• **WHAT YOU ARE ASKED TO DO**: Which lines run from the line with "Fixes for SpacetimeDB.Runtime package" through the line with "This is published" in the entries below? Print them exactly, both ends included, and nothing more.

****************

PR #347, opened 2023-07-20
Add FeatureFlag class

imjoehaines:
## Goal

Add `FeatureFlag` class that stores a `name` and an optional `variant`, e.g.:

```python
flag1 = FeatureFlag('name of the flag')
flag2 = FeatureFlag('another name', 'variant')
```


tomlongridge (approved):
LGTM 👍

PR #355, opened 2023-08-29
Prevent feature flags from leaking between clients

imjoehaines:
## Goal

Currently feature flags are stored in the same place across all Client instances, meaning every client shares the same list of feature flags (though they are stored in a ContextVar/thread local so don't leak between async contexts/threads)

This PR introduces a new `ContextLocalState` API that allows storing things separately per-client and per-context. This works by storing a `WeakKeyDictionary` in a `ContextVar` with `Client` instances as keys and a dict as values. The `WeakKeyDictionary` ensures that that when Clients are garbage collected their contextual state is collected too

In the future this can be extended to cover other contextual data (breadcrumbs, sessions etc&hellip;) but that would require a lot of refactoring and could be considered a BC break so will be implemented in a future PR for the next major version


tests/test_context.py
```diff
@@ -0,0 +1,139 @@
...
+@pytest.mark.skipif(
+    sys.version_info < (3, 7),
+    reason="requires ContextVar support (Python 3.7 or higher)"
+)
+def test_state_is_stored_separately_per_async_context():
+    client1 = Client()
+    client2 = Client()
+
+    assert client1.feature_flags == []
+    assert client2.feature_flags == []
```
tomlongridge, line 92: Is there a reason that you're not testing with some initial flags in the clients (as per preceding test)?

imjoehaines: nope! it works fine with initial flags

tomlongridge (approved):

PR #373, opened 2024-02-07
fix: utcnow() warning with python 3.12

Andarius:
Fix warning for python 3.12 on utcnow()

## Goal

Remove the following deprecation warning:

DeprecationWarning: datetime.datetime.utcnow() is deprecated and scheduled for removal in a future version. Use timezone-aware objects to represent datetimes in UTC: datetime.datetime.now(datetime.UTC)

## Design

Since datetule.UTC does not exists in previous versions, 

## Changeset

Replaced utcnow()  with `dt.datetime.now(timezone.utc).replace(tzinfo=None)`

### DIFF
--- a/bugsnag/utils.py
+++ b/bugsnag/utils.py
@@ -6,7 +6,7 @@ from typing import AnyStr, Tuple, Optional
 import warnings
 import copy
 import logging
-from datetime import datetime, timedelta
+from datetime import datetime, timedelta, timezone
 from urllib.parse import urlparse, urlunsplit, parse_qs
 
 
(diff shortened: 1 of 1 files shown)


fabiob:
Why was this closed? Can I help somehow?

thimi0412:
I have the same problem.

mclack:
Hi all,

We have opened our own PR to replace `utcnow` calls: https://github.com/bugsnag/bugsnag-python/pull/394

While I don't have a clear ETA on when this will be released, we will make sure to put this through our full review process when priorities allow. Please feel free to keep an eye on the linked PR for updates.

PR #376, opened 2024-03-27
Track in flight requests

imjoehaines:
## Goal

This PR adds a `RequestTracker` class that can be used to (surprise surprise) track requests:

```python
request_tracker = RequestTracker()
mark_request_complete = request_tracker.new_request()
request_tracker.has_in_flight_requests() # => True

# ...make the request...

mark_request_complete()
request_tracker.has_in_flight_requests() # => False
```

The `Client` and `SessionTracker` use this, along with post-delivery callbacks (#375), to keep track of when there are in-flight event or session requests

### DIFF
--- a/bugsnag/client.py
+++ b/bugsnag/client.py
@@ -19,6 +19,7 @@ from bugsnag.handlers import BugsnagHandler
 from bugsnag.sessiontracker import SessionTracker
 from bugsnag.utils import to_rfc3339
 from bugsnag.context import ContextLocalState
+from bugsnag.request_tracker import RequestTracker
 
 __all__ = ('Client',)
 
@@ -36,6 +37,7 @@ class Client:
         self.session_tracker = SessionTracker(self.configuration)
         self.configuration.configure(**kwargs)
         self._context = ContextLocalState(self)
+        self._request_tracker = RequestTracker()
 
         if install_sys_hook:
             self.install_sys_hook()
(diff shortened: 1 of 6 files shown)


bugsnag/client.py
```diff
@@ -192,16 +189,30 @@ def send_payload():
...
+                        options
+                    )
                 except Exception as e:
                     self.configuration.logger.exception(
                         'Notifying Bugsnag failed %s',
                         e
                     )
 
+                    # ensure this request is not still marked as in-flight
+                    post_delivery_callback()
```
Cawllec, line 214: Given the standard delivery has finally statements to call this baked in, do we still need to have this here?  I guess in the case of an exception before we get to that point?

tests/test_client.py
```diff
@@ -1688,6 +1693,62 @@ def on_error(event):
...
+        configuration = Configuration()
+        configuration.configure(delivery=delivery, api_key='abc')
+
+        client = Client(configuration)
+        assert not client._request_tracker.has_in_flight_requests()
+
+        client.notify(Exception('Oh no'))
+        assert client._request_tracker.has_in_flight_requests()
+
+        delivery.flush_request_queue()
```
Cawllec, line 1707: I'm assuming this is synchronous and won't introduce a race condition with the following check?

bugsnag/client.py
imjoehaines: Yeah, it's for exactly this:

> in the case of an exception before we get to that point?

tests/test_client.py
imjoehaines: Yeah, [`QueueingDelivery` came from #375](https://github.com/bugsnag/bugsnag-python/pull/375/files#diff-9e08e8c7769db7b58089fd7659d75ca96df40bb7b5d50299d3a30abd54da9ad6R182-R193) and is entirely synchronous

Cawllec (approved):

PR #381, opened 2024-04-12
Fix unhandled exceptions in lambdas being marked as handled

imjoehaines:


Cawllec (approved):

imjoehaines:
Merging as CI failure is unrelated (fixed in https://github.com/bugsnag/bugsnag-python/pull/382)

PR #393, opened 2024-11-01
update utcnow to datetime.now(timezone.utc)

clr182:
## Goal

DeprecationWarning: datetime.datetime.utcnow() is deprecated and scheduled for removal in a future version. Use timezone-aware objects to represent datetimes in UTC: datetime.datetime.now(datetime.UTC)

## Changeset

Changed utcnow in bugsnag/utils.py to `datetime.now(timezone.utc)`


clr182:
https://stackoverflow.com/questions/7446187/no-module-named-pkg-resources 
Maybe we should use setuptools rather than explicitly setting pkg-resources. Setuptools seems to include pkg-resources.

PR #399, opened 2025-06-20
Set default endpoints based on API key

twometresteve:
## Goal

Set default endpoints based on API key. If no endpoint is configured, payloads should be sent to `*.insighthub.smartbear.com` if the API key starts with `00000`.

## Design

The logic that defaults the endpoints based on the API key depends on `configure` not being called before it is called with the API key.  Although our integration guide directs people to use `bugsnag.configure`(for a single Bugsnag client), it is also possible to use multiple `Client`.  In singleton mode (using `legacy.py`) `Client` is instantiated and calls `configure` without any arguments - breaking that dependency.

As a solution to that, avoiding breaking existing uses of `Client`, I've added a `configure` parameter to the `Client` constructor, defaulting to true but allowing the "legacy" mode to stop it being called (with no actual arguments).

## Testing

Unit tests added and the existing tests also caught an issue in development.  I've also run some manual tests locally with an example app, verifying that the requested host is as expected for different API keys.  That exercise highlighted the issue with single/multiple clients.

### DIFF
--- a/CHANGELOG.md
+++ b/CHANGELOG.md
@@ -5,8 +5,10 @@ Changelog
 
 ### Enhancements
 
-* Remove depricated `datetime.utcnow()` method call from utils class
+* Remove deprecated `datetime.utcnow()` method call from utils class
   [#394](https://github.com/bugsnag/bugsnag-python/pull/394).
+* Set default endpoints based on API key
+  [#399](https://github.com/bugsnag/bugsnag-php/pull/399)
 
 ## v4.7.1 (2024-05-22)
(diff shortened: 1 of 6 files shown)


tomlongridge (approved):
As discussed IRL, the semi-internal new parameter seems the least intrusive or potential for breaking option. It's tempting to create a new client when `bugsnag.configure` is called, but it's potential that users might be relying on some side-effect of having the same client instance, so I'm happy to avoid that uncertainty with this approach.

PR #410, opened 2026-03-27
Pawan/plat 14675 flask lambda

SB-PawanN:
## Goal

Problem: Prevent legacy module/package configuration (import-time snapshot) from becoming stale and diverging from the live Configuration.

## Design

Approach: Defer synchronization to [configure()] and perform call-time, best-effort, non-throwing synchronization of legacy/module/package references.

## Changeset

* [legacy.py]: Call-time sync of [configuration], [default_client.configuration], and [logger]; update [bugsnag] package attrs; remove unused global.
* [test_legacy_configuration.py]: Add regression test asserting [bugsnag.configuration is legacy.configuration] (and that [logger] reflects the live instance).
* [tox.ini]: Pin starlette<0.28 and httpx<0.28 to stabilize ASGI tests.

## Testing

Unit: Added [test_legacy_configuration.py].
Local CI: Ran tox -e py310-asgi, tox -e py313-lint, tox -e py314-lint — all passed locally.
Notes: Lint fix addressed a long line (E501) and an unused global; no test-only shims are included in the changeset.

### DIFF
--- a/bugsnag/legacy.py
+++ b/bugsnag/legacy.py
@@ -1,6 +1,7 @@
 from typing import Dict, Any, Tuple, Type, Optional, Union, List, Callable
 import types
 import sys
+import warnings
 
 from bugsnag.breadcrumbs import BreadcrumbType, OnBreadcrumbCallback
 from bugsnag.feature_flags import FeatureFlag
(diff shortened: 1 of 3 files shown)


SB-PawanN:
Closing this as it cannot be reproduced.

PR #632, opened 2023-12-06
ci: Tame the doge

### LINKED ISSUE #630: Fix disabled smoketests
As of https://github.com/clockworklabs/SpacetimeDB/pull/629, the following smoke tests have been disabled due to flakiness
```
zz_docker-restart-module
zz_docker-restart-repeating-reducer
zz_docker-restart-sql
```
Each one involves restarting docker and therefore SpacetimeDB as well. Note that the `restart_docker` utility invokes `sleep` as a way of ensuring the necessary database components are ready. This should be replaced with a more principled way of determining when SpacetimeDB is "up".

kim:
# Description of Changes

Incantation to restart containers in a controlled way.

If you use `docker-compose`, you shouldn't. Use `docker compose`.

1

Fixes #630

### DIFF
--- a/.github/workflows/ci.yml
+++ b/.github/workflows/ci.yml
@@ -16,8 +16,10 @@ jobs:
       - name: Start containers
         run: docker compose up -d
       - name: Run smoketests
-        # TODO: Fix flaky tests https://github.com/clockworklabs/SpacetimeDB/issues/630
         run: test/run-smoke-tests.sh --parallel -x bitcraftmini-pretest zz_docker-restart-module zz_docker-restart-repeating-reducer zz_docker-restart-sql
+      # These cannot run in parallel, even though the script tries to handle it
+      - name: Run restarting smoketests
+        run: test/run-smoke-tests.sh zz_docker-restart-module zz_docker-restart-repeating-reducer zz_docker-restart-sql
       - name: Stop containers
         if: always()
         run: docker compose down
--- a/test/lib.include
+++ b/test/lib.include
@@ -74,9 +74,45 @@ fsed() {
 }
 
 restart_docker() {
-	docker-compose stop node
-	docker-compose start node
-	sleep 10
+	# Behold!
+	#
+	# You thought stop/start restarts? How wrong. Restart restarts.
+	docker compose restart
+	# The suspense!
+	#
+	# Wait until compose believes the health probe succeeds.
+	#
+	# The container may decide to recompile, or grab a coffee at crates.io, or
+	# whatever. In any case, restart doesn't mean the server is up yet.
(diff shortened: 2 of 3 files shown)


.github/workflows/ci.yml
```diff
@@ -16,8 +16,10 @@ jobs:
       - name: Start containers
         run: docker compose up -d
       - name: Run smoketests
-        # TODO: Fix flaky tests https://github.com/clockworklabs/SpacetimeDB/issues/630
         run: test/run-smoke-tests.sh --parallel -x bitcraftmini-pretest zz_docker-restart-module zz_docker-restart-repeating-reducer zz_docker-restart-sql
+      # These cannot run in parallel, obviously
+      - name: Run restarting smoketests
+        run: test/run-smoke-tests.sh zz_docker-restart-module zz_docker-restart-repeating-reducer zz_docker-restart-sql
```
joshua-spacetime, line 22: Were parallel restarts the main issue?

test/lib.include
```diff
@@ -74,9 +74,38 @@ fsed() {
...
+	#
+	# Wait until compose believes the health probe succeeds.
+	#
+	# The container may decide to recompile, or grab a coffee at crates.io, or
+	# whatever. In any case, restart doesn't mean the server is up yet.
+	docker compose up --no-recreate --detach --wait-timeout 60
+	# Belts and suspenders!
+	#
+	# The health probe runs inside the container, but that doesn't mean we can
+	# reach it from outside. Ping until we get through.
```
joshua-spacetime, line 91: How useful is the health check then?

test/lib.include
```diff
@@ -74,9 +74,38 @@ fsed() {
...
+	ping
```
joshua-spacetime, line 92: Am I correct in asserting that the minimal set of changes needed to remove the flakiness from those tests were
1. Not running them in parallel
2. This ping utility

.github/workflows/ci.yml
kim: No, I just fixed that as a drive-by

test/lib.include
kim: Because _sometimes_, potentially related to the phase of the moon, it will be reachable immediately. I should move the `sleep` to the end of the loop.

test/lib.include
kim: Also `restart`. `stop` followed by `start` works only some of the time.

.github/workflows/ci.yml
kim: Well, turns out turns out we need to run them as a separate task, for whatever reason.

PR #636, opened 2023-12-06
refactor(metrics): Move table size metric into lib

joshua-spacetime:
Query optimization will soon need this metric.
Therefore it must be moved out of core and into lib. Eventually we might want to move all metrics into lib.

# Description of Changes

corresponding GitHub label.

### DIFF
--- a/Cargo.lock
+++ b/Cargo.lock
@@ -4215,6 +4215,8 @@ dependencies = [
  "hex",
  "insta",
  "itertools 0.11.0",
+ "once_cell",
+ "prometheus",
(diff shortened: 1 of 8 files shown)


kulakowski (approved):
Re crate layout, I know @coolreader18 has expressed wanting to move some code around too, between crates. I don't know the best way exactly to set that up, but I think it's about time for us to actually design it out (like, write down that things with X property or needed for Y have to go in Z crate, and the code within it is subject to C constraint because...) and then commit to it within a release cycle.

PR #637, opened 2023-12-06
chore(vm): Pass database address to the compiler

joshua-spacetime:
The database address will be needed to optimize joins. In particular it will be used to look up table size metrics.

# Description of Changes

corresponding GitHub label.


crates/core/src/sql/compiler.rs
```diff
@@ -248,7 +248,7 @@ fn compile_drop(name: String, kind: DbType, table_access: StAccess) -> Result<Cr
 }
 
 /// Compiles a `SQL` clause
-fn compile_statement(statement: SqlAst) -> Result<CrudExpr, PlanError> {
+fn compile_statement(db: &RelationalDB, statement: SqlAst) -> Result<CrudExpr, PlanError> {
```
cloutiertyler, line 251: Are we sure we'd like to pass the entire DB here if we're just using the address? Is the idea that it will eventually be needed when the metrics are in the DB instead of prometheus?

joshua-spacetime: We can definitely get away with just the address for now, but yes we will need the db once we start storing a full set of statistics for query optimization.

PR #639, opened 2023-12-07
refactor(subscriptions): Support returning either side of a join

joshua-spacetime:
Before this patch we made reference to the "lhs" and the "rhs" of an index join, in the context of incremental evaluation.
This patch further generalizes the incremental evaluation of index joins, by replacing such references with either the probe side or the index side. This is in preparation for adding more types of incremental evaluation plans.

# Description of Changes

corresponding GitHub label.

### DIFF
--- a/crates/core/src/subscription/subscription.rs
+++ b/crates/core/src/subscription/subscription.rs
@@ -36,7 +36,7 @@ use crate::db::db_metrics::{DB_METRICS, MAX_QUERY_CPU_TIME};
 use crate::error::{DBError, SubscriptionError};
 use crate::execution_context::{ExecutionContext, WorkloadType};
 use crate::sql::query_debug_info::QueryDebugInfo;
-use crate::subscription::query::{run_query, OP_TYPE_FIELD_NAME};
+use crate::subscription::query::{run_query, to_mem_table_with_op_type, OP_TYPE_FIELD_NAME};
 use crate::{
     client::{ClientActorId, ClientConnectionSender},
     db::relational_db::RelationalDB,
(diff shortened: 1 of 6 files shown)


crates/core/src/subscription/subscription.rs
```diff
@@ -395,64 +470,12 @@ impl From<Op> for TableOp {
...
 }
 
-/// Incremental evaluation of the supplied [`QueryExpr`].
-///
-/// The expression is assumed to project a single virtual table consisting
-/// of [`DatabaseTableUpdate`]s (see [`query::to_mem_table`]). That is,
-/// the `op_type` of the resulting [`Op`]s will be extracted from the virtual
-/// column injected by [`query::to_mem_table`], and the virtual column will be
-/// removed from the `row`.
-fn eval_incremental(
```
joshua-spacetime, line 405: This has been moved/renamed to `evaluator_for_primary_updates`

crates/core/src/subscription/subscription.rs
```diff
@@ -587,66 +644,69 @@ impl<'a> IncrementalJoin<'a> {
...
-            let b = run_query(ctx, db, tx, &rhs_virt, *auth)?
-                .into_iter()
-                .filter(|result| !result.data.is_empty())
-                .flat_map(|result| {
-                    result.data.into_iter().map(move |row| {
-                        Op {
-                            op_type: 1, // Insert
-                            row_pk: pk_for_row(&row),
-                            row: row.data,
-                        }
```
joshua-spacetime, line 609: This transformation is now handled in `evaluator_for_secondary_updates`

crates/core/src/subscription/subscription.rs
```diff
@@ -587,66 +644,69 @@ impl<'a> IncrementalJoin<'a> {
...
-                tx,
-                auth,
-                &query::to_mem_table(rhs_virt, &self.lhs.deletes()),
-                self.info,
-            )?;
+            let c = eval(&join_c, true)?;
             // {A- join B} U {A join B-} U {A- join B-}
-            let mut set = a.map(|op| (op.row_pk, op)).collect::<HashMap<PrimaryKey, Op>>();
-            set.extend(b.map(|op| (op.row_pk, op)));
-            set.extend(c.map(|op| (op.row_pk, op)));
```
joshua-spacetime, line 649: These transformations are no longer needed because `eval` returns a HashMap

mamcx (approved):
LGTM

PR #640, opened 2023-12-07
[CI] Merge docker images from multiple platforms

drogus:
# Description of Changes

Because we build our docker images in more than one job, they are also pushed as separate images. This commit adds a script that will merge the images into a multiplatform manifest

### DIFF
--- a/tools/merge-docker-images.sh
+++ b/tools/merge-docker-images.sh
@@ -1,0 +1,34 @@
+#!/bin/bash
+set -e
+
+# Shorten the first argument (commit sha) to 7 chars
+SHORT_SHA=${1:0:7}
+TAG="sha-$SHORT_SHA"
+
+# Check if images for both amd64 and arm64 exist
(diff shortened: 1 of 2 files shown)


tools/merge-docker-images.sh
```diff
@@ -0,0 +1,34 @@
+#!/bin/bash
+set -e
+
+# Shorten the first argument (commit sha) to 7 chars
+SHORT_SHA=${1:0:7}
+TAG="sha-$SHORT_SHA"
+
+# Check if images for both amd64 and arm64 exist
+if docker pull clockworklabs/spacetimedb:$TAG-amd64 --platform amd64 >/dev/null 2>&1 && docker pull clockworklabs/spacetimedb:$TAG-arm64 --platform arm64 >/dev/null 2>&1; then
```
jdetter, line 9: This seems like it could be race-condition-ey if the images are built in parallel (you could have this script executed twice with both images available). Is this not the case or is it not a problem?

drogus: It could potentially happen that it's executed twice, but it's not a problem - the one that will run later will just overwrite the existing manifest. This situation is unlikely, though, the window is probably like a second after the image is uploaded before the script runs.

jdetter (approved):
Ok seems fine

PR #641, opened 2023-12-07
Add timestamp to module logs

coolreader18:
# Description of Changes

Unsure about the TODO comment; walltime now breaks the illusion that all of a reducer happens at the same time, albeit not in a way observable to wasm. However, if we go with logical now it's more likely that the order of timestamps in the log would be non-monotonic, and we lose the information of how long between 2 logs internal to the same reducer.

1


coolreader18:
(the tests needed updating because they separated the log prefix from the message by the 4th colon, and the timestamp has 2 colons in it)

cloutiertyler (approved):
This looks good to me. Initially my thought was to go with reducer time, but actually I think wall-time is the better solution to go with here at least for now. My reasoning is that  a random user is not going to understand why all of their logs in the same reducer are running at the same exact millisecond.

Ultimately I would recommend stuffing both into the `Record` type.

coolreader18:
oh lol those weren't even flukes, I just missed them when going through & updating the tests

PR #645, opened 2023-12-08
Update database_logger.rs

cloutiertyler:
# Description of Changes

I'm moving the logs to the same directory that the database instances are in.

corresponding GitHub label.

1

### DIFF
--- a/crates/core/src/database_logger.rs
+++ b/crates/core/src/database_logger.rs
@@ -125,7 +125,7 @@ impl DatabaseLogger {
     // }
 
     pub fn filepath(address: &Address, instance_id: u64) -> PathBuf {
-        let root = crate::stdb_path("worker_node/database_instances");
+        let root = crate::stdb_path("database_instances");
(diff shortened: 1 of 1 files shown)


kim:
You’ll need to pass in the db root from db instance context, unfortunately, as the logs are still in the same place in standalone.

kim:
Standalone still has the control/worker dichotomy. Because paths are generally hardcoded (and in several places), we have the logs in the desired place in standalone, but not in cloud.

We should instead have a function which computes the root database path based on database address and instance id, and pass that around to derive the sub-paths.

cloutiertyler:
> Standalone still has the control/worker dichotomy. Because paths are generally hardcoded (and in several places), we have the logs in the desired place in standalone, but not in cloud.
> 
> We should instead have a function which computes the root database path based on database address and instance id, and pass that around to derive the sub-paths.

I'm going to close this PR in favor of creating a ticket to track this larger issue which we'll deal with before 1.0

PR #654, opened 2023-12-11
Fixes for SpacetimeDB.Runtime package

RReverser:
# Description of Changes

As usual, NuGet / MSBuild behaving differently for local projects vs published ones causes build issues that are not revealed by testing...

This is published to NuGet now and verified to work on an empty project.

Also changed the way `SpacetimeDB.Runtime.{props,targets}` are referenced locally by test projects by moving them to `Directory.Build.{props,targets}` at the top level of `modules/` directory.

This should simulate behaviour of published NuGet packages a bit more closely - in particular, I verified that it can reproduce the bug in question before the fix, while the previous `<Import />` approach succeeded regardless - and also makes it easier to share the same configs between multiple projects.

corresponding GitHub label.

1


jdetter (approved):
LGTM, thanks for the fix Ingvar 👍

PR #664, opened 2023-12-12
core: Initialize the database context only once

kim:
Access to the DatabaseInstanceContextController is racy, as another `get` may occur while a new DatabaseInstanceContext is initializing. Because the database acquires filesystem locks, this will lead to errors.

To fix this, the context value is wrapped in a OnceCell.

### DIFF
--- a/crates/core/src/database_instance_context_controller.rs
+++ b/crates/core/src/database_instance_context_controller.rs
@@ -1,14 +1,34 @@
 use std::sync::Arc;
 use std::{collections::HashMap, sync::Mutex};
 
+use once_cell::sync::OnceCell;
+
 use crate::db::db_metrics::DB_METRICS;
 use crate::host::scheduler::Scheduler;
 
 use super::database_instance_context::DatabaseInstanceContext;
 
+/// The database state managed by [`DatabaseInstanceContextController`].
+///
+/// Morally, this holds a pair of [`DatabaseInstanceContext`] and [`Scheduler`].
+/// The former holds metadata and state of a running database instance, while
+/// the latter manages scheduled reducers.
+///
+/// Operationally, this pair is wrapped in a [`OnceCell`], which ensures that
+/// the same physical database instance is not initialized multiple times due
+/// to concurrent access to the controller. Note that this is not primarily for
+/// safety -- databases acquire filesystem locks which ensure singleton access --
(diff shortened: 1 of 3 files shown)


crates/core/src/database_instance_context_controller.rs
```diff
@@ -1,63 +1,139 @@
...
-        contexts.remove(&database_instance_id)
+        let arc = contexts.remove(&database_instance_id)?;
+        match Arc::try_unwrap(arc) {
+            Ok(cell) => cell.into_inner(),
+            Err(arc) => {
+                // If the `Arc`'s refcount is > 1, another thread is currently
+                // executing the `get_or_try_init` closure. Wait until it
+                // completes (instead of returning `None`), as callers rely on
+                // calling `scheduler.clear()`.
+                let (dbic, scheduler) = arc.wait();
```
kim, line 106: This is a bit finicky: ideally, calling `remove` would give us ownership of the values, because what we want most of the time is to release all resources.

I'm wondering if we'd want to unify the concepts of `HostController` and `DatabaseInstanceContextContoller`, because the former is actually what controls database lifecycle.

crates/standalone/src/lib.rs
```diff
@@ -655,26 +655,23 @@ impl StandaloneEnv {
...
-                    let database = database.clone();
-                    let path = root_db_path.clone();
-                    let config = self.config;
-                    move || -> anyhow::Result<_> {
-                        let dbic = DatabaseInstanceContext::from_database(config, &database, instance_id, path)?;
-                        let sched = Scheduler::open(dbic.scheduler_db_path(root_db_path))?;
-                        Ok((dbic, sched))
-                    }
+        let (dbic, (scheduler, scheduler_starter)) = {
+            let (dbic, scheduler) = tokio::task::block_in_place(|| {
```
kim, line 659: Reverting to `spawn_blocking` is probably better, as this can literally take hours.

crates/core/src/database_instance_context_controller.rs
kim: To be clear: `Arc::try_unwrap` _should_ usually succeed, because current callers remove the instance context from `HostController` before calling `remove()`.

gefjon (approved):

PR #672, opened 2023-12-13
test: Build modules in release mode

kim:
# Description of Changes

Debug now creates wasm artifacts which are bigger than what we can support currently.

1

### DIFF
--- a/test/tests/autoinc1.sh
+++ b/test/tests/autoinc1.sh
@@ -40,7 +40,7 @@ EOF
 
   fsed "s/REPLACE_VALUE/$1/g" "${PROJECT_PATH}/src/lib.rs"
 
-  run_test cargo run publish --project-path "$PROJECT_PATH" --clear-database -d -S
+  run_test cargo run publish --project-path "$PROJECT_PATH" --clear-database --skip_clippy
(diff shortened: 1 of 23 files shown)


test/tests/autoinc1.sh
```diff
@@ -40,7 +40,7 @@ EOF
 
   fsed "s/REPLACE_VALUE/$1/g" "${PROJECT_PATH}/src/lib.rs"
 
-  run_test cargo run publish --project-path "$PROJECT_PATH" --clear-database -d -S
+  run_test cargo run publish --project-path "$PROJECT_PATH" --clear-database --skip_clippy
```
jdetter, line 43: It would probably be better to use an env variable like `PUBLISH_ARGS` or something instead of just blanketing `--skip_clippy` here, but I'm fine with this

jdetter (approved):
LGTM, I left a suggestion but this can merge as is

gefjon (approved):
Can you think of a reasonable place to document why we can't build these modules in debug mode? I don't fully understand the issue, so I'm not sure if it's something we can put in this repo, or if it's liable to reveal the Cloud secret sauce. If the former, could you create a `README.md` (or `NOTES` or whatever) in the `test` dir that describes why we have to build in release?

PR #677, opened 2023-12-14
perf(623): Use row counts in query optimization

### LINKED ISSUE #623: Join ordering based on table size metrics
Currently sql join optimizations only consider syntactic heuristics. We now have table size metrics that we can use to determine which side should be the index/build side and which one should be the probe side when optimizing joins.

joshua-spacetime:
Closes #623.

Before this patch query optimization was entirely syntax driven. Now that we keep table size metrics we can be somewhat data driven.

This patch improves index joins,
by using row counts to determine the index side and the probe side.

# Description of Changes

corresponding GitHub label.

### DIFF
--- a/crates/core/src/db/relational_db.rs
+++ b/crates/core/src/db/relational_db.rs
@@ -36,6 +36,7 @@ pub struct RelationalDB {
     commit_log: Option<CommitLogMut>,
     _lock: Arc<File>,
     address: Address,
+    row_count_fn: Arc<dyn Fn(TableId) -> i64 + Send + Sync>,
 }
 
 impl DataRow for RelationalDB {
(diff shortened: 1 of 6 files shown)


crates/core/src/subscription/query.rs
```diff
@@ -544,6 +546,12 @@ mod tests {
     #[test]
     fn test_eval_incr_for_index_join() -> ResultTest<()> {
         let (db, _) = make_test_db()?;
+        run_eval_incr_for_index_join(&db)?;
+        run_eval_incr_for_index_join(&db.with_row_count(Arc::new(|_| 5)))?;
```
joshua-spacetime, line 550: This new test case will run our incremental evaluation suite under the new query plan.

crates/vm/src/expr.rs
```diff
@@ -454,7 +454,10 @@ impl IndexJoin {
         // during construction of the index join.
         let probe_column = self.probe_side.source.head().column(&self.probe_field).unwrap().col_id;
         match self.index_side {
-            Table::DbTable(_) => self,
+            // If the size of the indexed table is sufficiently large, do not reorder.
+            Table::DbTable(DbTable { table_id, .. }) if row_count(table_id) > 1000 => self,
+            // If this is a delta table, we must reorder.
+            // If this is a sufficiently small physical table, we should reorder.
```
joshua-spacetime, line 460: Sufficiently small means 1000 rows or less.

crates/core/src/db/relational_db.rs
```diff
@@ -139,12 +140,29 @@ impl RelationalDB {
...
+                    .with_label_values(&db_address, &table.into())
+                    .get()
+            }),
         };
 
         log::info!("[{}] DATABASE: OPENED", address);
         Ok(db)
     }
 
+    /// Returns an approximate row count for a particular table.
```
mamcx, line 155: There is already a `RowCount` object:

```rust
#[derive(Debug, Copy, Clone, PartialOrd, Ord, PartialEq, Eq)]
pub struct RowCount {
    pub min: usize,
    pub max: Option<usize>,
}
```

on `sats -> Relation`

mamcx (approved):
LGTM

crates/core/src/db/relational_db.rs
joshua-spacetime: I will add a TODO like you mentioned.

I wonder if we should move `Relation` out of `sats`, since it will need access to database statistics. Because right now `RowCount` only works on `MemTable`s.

****************

• **REPLY**:
Fixes for SpacetimeDB.Runtime package

RReverser:
# Description of Changes

As usual, NuGet / MSBuild behaving differently for local projects vs published ones causes build issues that are not revealed by testing...

This is published to NuGet now and verified to work on an empty project.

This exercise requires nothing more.